みなさん、窓のリフォームを考えたことはありますか?
家のリフォームといえばお風呂やキッチンなどの設備系か、屋根や外壁をイメージされると思います。
こういうものは、劣化をするので新しくする感覚ですよね。
一方、窓のリフォームは家電の買い替えに近いものです。
窓に使われているガラスは劣化がしにくく使えてしまいます。
しかし、音や熱のほとんどは窓ガラスを伝っているのです。
音や熱を遮断する性能を『遮音性能』『断熱性能』といいますが、技術の進歩によりガラスの性能がどんどん上がっていっています。
さらに環境問題も相まって、住宅に求められる性能が年々上がっていっているので、今お使いの窓ガラスの性能が基準に比べ相対的に悪くなっていくのです。
もう何十年も窓ガラスがそのままだという場合は、高断熱ガラスなどの高性能なガラスに交換するとよいでしょう。
ガラスが結露するというのは、今の新築の基準ではほとんどないことです。
技術が、環境問題がと色々理由を付けましたが、窓ガラスの性能が生活の質に直結するので、シンプルに快適になります!
この記事では、窓ガラスの交換リフォームのメリットや費用などを紹介します。

みなさんの参考になればうれしいです!
なぜ窓ガラスを見直す必要があるのか?
普通に使えているし、窓ガラスって割れた時に交換するもんじゃないの?と思われている方も多いと思います。
リフォームという言葉には色々なニュアンスが含まれているので一回整理しておきましょう。
修繕:
現状と同じものや同じグレードに戻す工事。修理や補修と同じように使います。
リフォーム:
今使っているものよりも良いものを入れなおす工事。グレードアップですね。
リノベーション:
今使っているものを刷新し、新たに良いものを作る工事。

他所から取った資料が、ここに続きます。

PR #696, opened 2021-06-04
First cut at framework making tool

stephen-hawley:
This is a first stab at a shell script to generate .frameworks and .xcframeworks. Please read everything here before commenting. I'm going to break this down into sections to help reviewers understand everything that's going on in here.

### What will this tool do?
This tool compiles a set of `.c` files and a set of `.swift` files into for a set of CPU architectures targeting a particular operating system for either device or simulator or both. It them combines the output into a single `.framework` (and in the future) it will combine these into a single `.xcframework`.

### Why is this tool needed?
This tool is needed because the addition of Apple silicon means that for iOS, a complete fat library is no longer viable since it could contain arm64 targeting iOS and arm64 targeting iOS-simulator. The solution is to use an .xcframework and we do not have such a tool.

### Where will this tool be used?
It will be used in the Makefile for XamGlue, which will greatly simplify that Makefile.
It will also be used in BTfS which does a lot of this work manually. In addition to consuming `.framework` files, BTfS should consume `.xcframework` files and generate the wrappers in a `.xcframework` files as well.
In addition, this tool does much of the work in parallel.
In the future, I anticipate having to build versions of XamGlue which target multiple minimum operating system versions.
That will become significantly easier with this tool.

### How does this tool work?
It works in a series of steps:

1. Make a `.framework` for simulator
2. Make a `.framework` for devices
3. Merge the `.framework`s into a `.xcframework` if requested (TODO)

To make a `.framework` the code does the following for every architecture:
1. Compile the `.c` files into `.o` files
2. Compile the `.swift` files and link the `.o` files into a module
3. Build the Info.plist for the module (TODO) 
4. Combine all the modules into a `.framework`.

Note that steps 1 and 2 are treated atomically and get run in parallel across architectures.

A `.framework` has the following structure to it for a given `MODULE`:
```
MODULE.framework/
    Info.plist
    MODULE - the fat binary
    Modules/
    	MODULE.swiftmodule/
    		ARCH.swiftdoc
    		ARCH.swiftinterface
    		ARCH.swiftmodule
    		ARCH.swiftsourceinfo
```
For every ARCH, there will be a set of `.swiftdoc` `.swiftinterface` `.swiftmodule` and `.swiftsourceinfo` files.

### Why the .c file support?
Because XamGlue needs them, plain and simple.

### What's left to do?
1. `.framework` files need to be combined into a single `.xcframework` if requested or the single `.framework` needs to be left at the top level of the build directory.
2. Need to generate Info.plist for each framework.
3. Need to clean up files.
4. Need to handle errors properly.
5. Consider a set of possible install_name_tool steps. I think we can actually eliminate some or all of the ones we do as I *think* they're not needed anymore.

### If there's so much to do, why are you putting in a PR right now?
1. Because this was getting substantial and I care about your sanity
2. Because this I haven't written a bash script of this complexity in a while and I'm sure I'm messing things up
3. It's easier to change direction if I have to now rather than later.

## What are the command line arguments?
```
make-framework --frameworks fw fw fw 
				--libraries fw fw fw fw 
			*	--swift-files sf sf sf sf
				--c-files cf cf cf cf 
				--target-os osname 
			*	--minimum-os-version vers 
				--simulator-archs ar ar ar 
				--device-archs ar ar ar
			*	--module-name name 
				--extra-c-args arg arg arg
				--extra-swift-args arg arg arg
			*	--output-path path
				--make-xcframework
```
The ones marked with a `*` are required. Either one or both of `--simulator-archs` and `--device-archs` are required.

### DIFF
--- a/tools/make-framework
+++ b/tools/make-framework
@@ -1,0 +1,418 @@
+#!/bin/bash
+
+COLOR_RED=$(tput setaf 1 2>/dev/null || true)
+COLOR_ORANGE=$(tput setaf 3 2>/dev/null || true)
+COLOR_MAGENTA=$(tput setaf 5 2>/dev/null || true)
+COLOR_BLUE=$(tput setaf 6 2>/dev/null || true)
+COLOR_CLEAR=$(tput sgr0 2>/dev/null || true)
+COLOR_RESET=uniquesearchablestring
+
+usage () {
+	echo "Compiles a set of swift files into a framework and optionally"
+	echo "groups all the frameworks into an xcframework."
+	echo
+	echo "arguments:"
+	echo "  --frameworks fw1 fw2 ..."
+	echo "    adds framework directories to swift compilation (-F) (optional)"
+	echo " --libraries lb1 lb2 ..."
+	echo "    adds library directories to swift compilation (-L) (optional)"
+	echo " --swift-files sf1 sf2 ..."
+	echo "    adds swift files to be compiled (required)"
+	echo " --c-files cf1 cf2 ..."
+	echo "    adds c files to be compiled (optional)"
+	echo " --target-os os-name, one of ios, tvos, watchos, macosx (required)"
+	echo "    sets the target operating system for the build."
+	echo " --minimum-os-version version (required)"
+	echo "    sets the minimum operating system version for the compilation."
+	echo " --simulator-archs arch1 arch2 ..."
+	echo "    sets the architectures for a simulator build."
+	echo " --device-archs arch1 arch2 ..."
+	echo "    sets the architectures for a device build."
+	echo " --module-name name (required)"
+	echo "    sets the name of the output module."
+	echo " --extra-c-args arg1 arg2 ..."
+	echo "    sets extra arguments to pass to the c compiler."
+	echo " --extra-swift-args arg1 arg2 ..."
+	echo "    sets extra arguments to pass to the swift compiler."
+	echo " --output-path path (required)"
+	echo "    sets the directory where there final output will live."
+	echo " --make-xcframework (optional)"
+	echo "    if present, puts both device and simulator builds into an xcframework"
+	echo "    if present, both --simulator-archs and --device-archs must be present."
+	echo " --verbose"
+	echo "    if present, be more talky."
+	echi "    if present, more than once be super talky."
+	echo " --help"
+	echo "    prints this message."
+        echo "This tool compiles swift files into a framework with the given"
+	echo "module name. Optionally it will combine the frameworks into an"
+	echo ".xcframework directory."
+}
+
+usageexit () {
+	usage
+	exit 1
+}
+
+
+while (( "$#" )); do
+	case "$1" in
+	--frameworks)
+		shift
+		while (( "$#" )); do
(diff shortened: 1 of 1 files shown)


tools/make-framework
```diff
@@ -0,0 +1,418 @@
...
+	echo " --extra-swift-args arg1 arg2 ..."
+	echo "    sets extra arguments to pass to the swift compiler."
+	echo " --output-path path (required)"
+	echo "    sets the directory where there final output will live."
+	echo " --make-xcframework (optional)"
+	echo "    if present, puts both device and simulator builds into an xcframework"
+	echo "    if present, both --simulator-archs and --device-archs must be present."
+	echo " --verbose"
+	echo "    if present, be more talky."
+	echi "    if present, more than once be super talky."
```
dalexsoto, line 44:
```suggestion
	echo "    if present, more than once be super talky."
```

tools/make-framework
```diff
@@ -0,0 +1,418 @@
+#!/bin/bash
```
rolfbjarne, line 1: I suggest using `-e`, that way errors aren't silently ignored:

```shell
#!/bin/bash -e
```

tools/make-framework
```diff
@@ -0,0 +1,418 @@
...
+	fi
+	for arch in "$@"
+	do
+		copy_arch_files $arch "$builddir" "$swiftmoduledir"
+		sourcemodules="$sourcemodules ${builddir}/$arch/$module_name"
+	done
+	if [[ -n $superverbose ]]; then
+		echo lipo -create $sourcemodules -output "${frameworkdir}/${module_name}"
+	fi
+}
```
rolfbjarne, line 386: You say you call lipo ("echo lipo...") but it doesn't look like you ever do?

rolfbjarne (changes requested):
Do you know about `shellcheck`? I've found that it's very helpful in writing better bash scripts (and getting them less wrong the first time): https://gist.github.com/rolfbjarne/ef4440a5d8a87b09a589013631689720

tools/make-framework
stephen-hawley: 👍  That's in my list of TODOs.
Will look at shellcheck.

stephen-hawley: I put in most of the spellcheck changes. Most of them were quotations

stephen-hawley: This is about as far as this can go without addressing other issues like how it's packaged and where it will live.

rolfbjarne: Not sure I follow: do you mean to say that you can't add `-e` yet, because you'd run into errors you want to ignore?

stephen-hawley: For that, I haven't decided whether I want `-e` and fail hard or if I want to manually handle the errors. This script will be run from both the build and from the internals of BTfS.

rolfbjarne: You can always decide on a case-to-case basis.

One way to ignore failures is to add `|| true` to commands you don't care about:

```shell
some command that may fail || true
```

Or you can print it out:

```shell
if ! some command that may fail; then
    echo "Some command that may fail failed, but we don't care."
fi
```

rolfbjarne (approved):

間取りなどが絡むイメージです。
ガラスが割れたから、同じものを入れるというのは『修繕』ですので生活の質は今までと変わりません。
グレードの良いガラスに入れ替えたいというのは『リフォーム』ですので、生活の質が上がります。
この記事ではリフォームの紹介をしていきますが、もし割れたガラスを何とかしたいと思われている方も、この機会にグレードアップを検討してみるのも良いかもしれません。
割れていなくても、熱や錆が原因でヒビが入ることがあります。
それぞれ『熱割れ』『錆割れ』と呼びますが、ヒビが入っているのは良くないので合わせてチェックしてみてください。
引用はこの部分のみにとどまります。